PR #549, opened 2024-05-15
feat: modify withdrawal storage model

ChaoticWalrus:
This is one option for how to migrate from existing storage to new, epoch-focused behavior.
The work is certainly incomplete; I'm opening this draft PR as a demonstration of the work involved + potential first step towards completing it.

PR #550, opened 2024-05-15
feat: add storage to track the epoch in which withdrawals were queued

ChaoticWalrus:
Alternative approach to that in https://github.com/Layr-Labs/eigenlayer-contracts/pull/549
This is a much simpler, "lightweight" change, but involves adding additional storage + notably writing to one more storage slot per newly queued withdrawal.
This PR was opened for illustrative purposes; I think we can fairly easily solve the issue here by simply packing the new storage into the existing `pendingWithdrawals` mapping.


ChaoticWalrus:
This PR is clearly superior to its competition in https://github.com/Layr-Labs/eigenlayer-contracts/pull/549. Since It's being merged into a 'POC' draft PR anyway, I'm just going to go ahead and merge this now.

PR #554, opened 2024-05-21
fix: track exit gwei in checkpoint

pooleja:
This PR shows an example of how we can track the amount of exited validator balance in a checkpoint.

The problem for LRTs is that they need to track ETH exiting the EigenPod and treat rewards generated from staking vs exited validators differently from the protocol contracts.  For example, many LRTs take a protocol fee (e.g. 10%) from the rewards generated from staking and should NOT take this same fee from ETH leaving the EigenPod due to a validator exit.

This is just a quick example of how we could track it:
* Do not delete the last checkpoint when it is finished.  This allows the EigenPod owner to ensure that they have captured the expected amount of ETH from the previous checkpoint before starting a new one.
* In `_verifyCheckpointProof()`, if the validator is marked as exited, return the balance delta
* In the `CheckPoint` struct, track the exited balance delta in addition to the total

### DIFF
--- a/script/deploy/devnet/M2_Deploy_From_Scratch.s.sol
+++ b/script/deploy/devnet/M2_Deploy_From_Scratch.s.sol
@@ -187,7 +187,6 @@ contract Deployer_M2 is Script, Test {
             ethPOSDeposit,
             delayedWithdrawalRouter,
             eigenPodManager,
-            MAX_RESTAKED_BALANCE_GWEI_PER_VALIDATOR,
             GOERLI_GENESIS_TIME
         );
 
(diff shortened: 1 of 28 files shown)


wadealexc:
> I'm not 100% sure how you're using this, but I'm wondering if there's an issue where you go to query `currentCheckpoint` and someone has already overwritten it with a new checkpoint.

ah i guess the pod owner would have to call `startCheckpoint`, but i don't know how your pod owner is set up - maybe this is fine?

pooleja:
Yeah @wadealexc - I initially thought we could just track it when we submit the proofs, but since the proof submission call is unguarded, we can't guarantee we are the ones to finalized the checkpoint.  Since the start checkpoint call is guarded, then we can ensure we have saved off the amount prior to starting a new one.

I was also wondering if we needed to keep a historical list, but if we can be guaranteed to get the data before starting a new checkpoint, that should be enough.

wadealexc:
> I was also wondering if we needed to keep a historical list, but if we can be guaranteed to get the data before starting a new checkpoint, that should be enough.

Makes sense, but I wonder if other LRTs or integrators have the same guarantees. I'm tempted to opt for something like the mapping I suggested above - would something like that work?

script/deploy/devnet/M2_Deploy_From_Scratch.s.sol
emagici, line 1: better to remove the unused code

pooleja:
> > I was also wondering if we needed to keep a historical list, but if we can be guaranteed to get the data before starting a new checkpoint, that should be enough.
> 
> Makes sense, but I wonder if other LRTs or integrators have the same guarantees. I'm tempted to opt for something like the mapping I suggested above - would something like that work?

Yeah, keeping a historical list would work as well and provide better on-chain debugging if anything goes wrong.

> > I was also wondering if we needed to keep a historical list, but if we can be guaranteed to get the data before starting a new checkpoint, that should be enough.
> 
> Makes sense, but I wonder if other LRTs or integrators have the same guarantees. I'm tempted to opt for something like the mapping I suggested above - would something like that work?

Yeah, I think keeping a historical list of checkpoints would work as well and also provide better on-chain debugging and recovering if anything were to go awry.  My initial approach was just the lowest impact way I could think of.

Also I would probably suggest having `startCheckpoint()` return the checkpoint ID of the newly created  checkpoint, as a caller that is tracking these would need to immediately query it anyways to save it off (assuming the mapping is indexed by timestamp).

wadealexc:
Thanks again for the PR - closing this as it has been implemented in the partial withdrawal PR: https://github.com/Layr-Labs/eigenlayer-contracts/pull/515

▶ WHAT TO PRODUCE: Each line in the data where the string "feat" occurs should be identified and copied.

▶ PROBLEM SOLUTION:
feat: modify withdrawal storage model
feat: add storage to track the epoch in which withdrawals were queued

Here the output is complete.